By all means go ahead and move back, I was born in Salem WV. I was 5 when my parents moved me to Tampa FLa. Finally 2 years ago my sister-in-law and I moved back home to WV, just 12 miles from where I was born, you will get use to the WINTERS quickly. You just have to remember to plan ahead on road trips. LOL

We are 30 miles from the closest yarn store, so in the Fall I try to plan my projects and go yarn shopping for supplies so if the roads are bad I am set.

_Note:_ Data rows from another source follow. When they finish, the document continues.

PR #9935, opened 2024-02-09
Fix for analytic pipeline comment

v-amolpatil:
   
   Change(s):
   - For analytic rule comment is not adding because worflow secrets should be inherited. secrets inherit allows inner workflows to use those values.

   Reason for Change(s):
   - There are minor change

   Version Updated:
   - NA

   Testing Completed:
   - Yes

   - Yes

**Testing:**
image


Tichandr (approved):
Ok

I am retired now, and am really enjoying it.
Suzie


----------



## sprink (Aug 7, 2011)

There's an alpaca farm & yarn store in Wampum, PA too! Check it out! Hand dyed & natural fibers! THey have a mill on the farm, make their own yarns!


----------



## jbandsma (Mar 6, 2011)

nanajoan1 said:


> Hi Maggie, I just moved to Port St.Lucie 6 weeks ago from Mars.Pa. I belonged to a Machine knitting group in Butler for 20 yrs. Lived in Warrendale/Mars for 52 yrs.where are you in south Florida? Joan


Well, it's likely we are related, then.  Ever go to Willy's when Dot Borland was the cook? She was my great-aunt. Merle Purvis, the well driller, was my grandfather. You know how the families go in that area.


----------



## aunt lee (Jun 23, 2011)

Thank you for the info. This site is a great site for knitting info.Thanks again


----------



## jeans yarn (May 16, 2011)

I'm down the road In West Deer Twp. Where is Paneras in Butler.


----------



## MaggieFL45 (Apr 18, 2011)

I have trouble with directions since I only get home once a year and they keep moving things and building things!!! The last time I saw Paneras it was at the strip mall that has WalMart. Should be right across the parking lot from it if I am not mistaking....and I very well could be!!! LOL


----------



## jbandsma (Mar 6, 2011)

330 New Castle Rd
Butler, PA 16001
(724) 282-0349

http://www.menuism.com/restaurants/panera-bread-butler-40829


----------



## MaggieFL45 (Apr 18, 2011)

Yes, that is right around WalMart I believe. I will definitely look into meeting times when I am next in PA. Thank you. Maggie


----------



## aunt lee (Jun 23, 2011)

panera is near aldi's on the corner. wall mart is across the parking lot from it. its on 356 in butler


----------



## Mary Ann 44 (Sep 6, 2011)

We have a Friday morning group at the cafe in Barnes & Noble's cafe in Cranberry. About 10 to 12 or longer. You would be most welcome. Try us out sometime.


----------



## jbandsma (Mar 6, 2011)

Mary Ann 44 said:


> We have a Friday morning group at the cafe in Barnes & Noble's cafe in Cranberry. About 10 to 12 or longer. You would be most welcome. Try us out sometime.


I'll remember that for the next time I visit my sister.


----------